Now that that's done, boot up the Gateway in the maintainance mode and follow my lead.
- Change all user passwords and disable auto-login.
- Update and upgrade system packages.
- Reboot in normal mode, you're done.
Now to finish up, boot up the Workstation in the maintainance mode and once again follow me.
- Change all user passwords and disable auto-login.
- Update and upgrade system packages.
- Install the Monero GUI wallet "monero-gui" package.
- Install Gajim for XMPP "gajim" package.
- Install Kleopatra for PGP "kleopatra" package.
- Update and upgrade system packages.
- Reboot in normal mode, and configure Tor Browser to maximum security settings and disable JS.
This is the basics of QEMU and KVM for Whonix, on Debian. If you want a second part to this that will harden Debian into a secure and safe fortress to host your dark web QEMU boxes, show some love here and I'll take it into consideration.
The first suggestion that the Whonix website gives for installing Whonix is to use Kicksecure [source] https://www.whonix.org/wiki/USB_Installation.
Kicksecure is already a far more secure setup for Debian, and it's made by the same people who develop Whonix.
https://www.kicksecure.com
https://www.kicksecure.com/wiki/About#Implementation_of_the_Securing_Debian_Manual
"A hardened Debian system with Whonix in QEMU and KVM is the closest security you can get to"
I firmly disagree. I can come up with two alternatives right off of the top of my head:
1) Kicksecure + Whonix. This is far more secure than any amount of hardening anyone on Dread would ever put into their Debian installation, or even know how to put into their Debian installation.
2) GrapheneOS + Whonix. (will probably exist in a year or so) The Tor Browser for Aarch64 is still being worked on, and alphas already exist. Soon after there are stable releases, Whonix would probably follow suit by adding Arm64 support (this is already on the forums and there's a page on the website about Arm64 support).
Hell, I think even just using Alpine Linux would be better, as it has significantly less attack surface to boot, so at least hardening efforts aren't just all patching holes that the distribution already created for you to be attacked through.
This isn't to say that your guide is bad, nor am I attacking you personally, it's just that this seems to not be the most obviously safe way to go about installing Whonix, and a guide here is somewhat unnecessary, as Whonix already has installation guides on the website...
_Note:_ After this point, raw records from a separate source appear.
PR #717, opened 2026-07-29
Guard L2 SFTP sync logs against full-refresh

hhkarimi:
## Why

`load__l2_sftp_to_s3` and `load__l2_haystaq_sftp_to_s3` look like transforms but are **stateful append sync logs**. Their UDF skips any state whose file already exists in S3 (`return EMPTY_LOAD_DETAILS`), so a `--full-refresh` drops the accumulated multi-state history and rebuilds with rows only for the states that happen to have a brand-new vendor file that day. Every other state disappears from the log, and since `load__l2_s3_to_databricks` derives its `state_list` from that log, those states can never be re-ingested again — their `dbt_source.l2_s3_{state}_uniform` tables go stale and orphaned.

This actually happened in prod: a full-refresh collapsed the log to 16 states, leaving the other 35 stuck on the pre-`inferSchema=False` load (leading zeros stripped from ZIP/DPBC/sequence codes). It was not recoverable from Delta time travel (older than the 168h retention).

Pinning `full_refresh=False` on both models makes `--full-refresh` — including the on-merge `state:modified+` build — a no-op for them; they always run incrementally and only ever append. This is the safe default for a sync log.

## Note on merging

The prod sync log has already been repaired out-of-band (its 35 missing states re-pointed at their existing S3 files), so it now holds all 51 states again. Merging this PR triggers the on-merge `state:modified+ --full-refresh`, which will re-ingest `load__l2_s3_to_databricks` from the restored 51-state log and rebuild the people-api marts with correct leading zeros.

That on-merge run does a heavy full-refresh of the L2 lineage and has previously hit `clusterByAuto` concurrent-write conflicts, so it should be merged in a quiet window with the scheduled L2 dbt jobs paused.

### DIFF
--- a/dbt/project/models/load/load__l2_haystaq_s3_to_databricks.py
+++ b/dbt/project/models/load/load__l2_haystaq_s3_to_databricks.py
@@ -42,6 +42,11 @@ def model(dbt, session: SparkSession) -> DataFrame:
         incremental_strategy="append",
         unique_key="id",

I asked for a shortened Guide. The one on Whonix is about 50 pages.
That's the current link in our Wiki.
You're right about KickSecure. I should add it as the most secure system.
Alpine is a good suggestion as second best.
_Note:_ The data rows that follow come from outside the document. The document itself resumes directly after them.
PR #719, opened 2026-07-29
[DATA-2196] Fix HubSpot contact-company association and surface company id on candidacy

hhkarimi:
## What this does

Fixes two related HubSpot company-linkage bugs (DATA-2196), reported by the data team.

**Bug 1 — `int__hubspot_contacts_w_companies.company_id`.** The model reconstructed the contact-to-company link from engagement (activity) records via a regex, so a contact only got a `company_id` if it shared a logged call/email/note with a company. It now sources `company_id` from the contact's direct HubSpot companies association (an explode of `int__hubspot_contacts.companies`), which is already synced. The existing `ranked_matches` window still collapses to one row per contact, so grain is unchanged.

- Coverage of directly-associated contacts: **50.4% → 100%** (about 32k contacts recovered).
- Reproduce test `assert_hubspot_contacts_w_companies_direct_assoc_has_company`: 28,988 → 0 rows.

**Bug 2 — `candidacy.hubspot_company_ids` for post-2026 candidacies.** The mart read this column only from the BallotReady source, which hard-codes it null, so current candidacies never carried a company id even though `hubspot_contact_id` was populated. gp_api candidacies carry the HubSpot company id on the campaign, so `int__civics_candidacy_gp_api` now emits it as a JSON-array string and `candidacy.sql` coalesces it ahead of the BallotReady source.

- Verified against production: **11,798 → 0** campaign-linked candidacies missing the company id.
- Reproduce test `assert_candidacy_hubspot_company_ids_populated`: 11,517 → 0 rows.

## Also included

- `birth_date` in the int model is now wrapped in `try_cast(... as date)`. The wider join surfaces campaign `dob` values in non-ISO formats; since `birth_date` is date-typed, the coalesce hard-cast errored the build. This mirrors the file's existing `try_cast` pattern for the election-date columns and is type-preserving (date to date), so only malformed strings change behavior (they fall back instead of crashing the build).
- Doc correction in `m_civics.yaml` for the `hubspot_company_ids` provenance and format.

## Follow-up (separate ticket: DATA-2197)

For gp_api candidacies, `hubspot_contact_id` actually holds the HubSpot **company** id, not a contact id (verified: `campaigns.hubspot_id` matches 56,240 HubSpot companies and 0 contacts). This PR deliberately leaves that column untouched and only populates `hubspot_company_ids`, because correcting the mislabel (nulling `hubspot_contact_id` for these rows) also affects `prospects.sql` and the `candidacy_techspeed` HubSpot reverse-ETL. That correction is tracked separately in DATA-2197.

## Testing and CI note

Verified via per-model `dbt build` plus the two reproduce tests, and an independent production-data check of the mart fix.

Heads up for review: `int__civics_candidacy_gp_api` materializes 0 rows in a partial local build, due to a pre-existing production-deferral staleness in its upstream inner join to `int__civics_candidate_gp_api` (a model this branch does not touch). In that state a few downstream `relationships` tests (keyed on `gp_candidacy_id` / `gp_person_id` / `gp_candidate_id` / `gp_election_id`, none on `hubspot_company_ids`) fail or warn. These are not regressions from this branch and resolve when the full DAG is built in production.

## Data validation (post-deploy, production)

Confirmed live after the merged build rebuilt `candidacy`. "Before" = production pre-merge; "after" = current production.

| table | metric | before | after |
|---|---|---|---|
| `candidacy` | rows with `hubspot_company_ids` | 30,974 | 42,801 |
| `candidacy` | campaign-linked rows missing company id | 11,798 | 0 |
| `candidacy_scored` | rows with `hubspot_company_ids` | 30,974 | 42,801 |
| `candidacy_scored` | campaign-linked rows missing company id | 11,798 | 0 |

All 11,798 post-2026 campaign-linked candidacies now carry `hubspot_company_ids` in both `candidacy` and `candidacy_scored`.

## Tickets

- DATA-2196 (this fix)
- DATA-2197 (follow-up: correct the `hubspot_contact_id` mislabel)


hhkarimi:
delegate review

Debian may be "Good Enough" depending on your Threat level.
I think you just earned a co credit on the Guide.
whonix is based off kicksecure fyi.
I think debian morphed to KS is my preferred method
I obviously understand that without whonix, something like ubuntu would be much worse than kicksecure. I guess my question is what would possibly happen that would let whonix VM get breached out into the base OS, debian or whatever?